Solo il governo? No. Come spiegato altrove, al centro dell’equilibrio nazionale israeliano ci sono dei gruppi che di fatto non vivono in Israele, ma in territori che non dovrebbero essere israeliani, le colonie in Cisgiordania. I coloni, oltre a essere dei fondamentalisti e talvolta gli autori di crimini che restano impuniti, sono anche una forza che può destabilizzare la società israeliana. Lo hanno dimostrato in passato (per esempio tra il 2010 e il 2016) e anche recentemente, quando hanno deliberatamente attaccato lo stesso esercito israeliano (Idf). E la stampa libera si sta concentrando sempre di più proprio su di loro. 

Ricordiamo che Israele veniva inquadrato prima di questa guerra come una democrazia non troppo distante dalla nostra. Uno dei vincoli morali che spingeva a essere favorevoli a Israele era il livello di progresso e libertà di cui godevano i cittadini israeliani rispetto a qualsiasi cittadino di un Paese limitrofo. 

Ma chi si diceva filoisraeliano era anche, coerentemente, filoucraino o, meglio, antiputiniano. Eppure, proprio per questo motivo, proprio perché si è contro Putin, si deve essere oggi contro Netanyahu e il suo governo estremista. Un conto è avere un governo di cui non si condivide l’indirizzo (per esempio il governo Meloni), un conto è avere un governo che agisce per minare le basi del pluralismo democratico. 
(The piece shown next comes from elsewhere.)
PR #5587, opened 2023-10-23
[Backport] Correct dependencies installation on RTD

FirelightFlagboy:
Configure RTD to install python dependencies trough `pip install docs`.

È chiaramente un guardare in superficie (ogni governo, in realtà, è di per sé una formazione politica e immorale, un gruppo di interessi privati con un potere che non è quello dei privati, ma è un potere pubblico, e dunque fondamentalmente privilegiato). Ma è una forma di realismo liberale necessaria, perché garantisce che si possano distinguere, nel mondo attuale e non in quello ideale (cioè, per chi scrive, senza Stato), il bene minore (un governo liberale) dal male minore (un governo socialista). Ed entrambi dal male peggiore, il governo totale, come quello che sta guidato, senza dover rendere conto a nessuno, verso il suicidio Israele.